Records from a collection:

Issue #395, opened 2018-03-09
S16-io/eof.t broken from run-with-tty/script command on WSL


ronaldxs:
The script command is dodgy on WSL (windows subsystem for linux) and breaks testing in different ways depending on your version.  On ubuntu 16.04 the test correctly skips but before skipping it tries to run the 'script command' which messes up the terminal.   'stty sane' works for me.  This problem seems scheduled to be fixed and is documented here https://github.com/Microsoft/WSL/issues/2053 and here https://github.com/Microsoft/WSL/issues/129 .  S16-io/eof.t depends on run-with-tty from Test::Util and thus the 'script' command.  I no longer have ubuntu 14 but remember that the same test hung in that wsl version because of different problems with the script command.

I am suggesting that the test be fudged to skip for wsl and later we can look for a way to test for a wsl version/release that supports the script command properly.

zoffixznet:
:+1: on fudging for wsl

PR #397, opened 2018-03-10
S16 io eof wsl script fudge

ronaldxs:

_WHAT YOU ARE ASKED TO DO_
Repeat only the stretch of lines that begins at the line containing "fudging for wsl" and ends at the last line above, both included.

_FINISHED TASK_
:+1: on fudging for wsl

PR #397, opened 2018-03-10
S16 io eof wsl script fudge

ronaldxs:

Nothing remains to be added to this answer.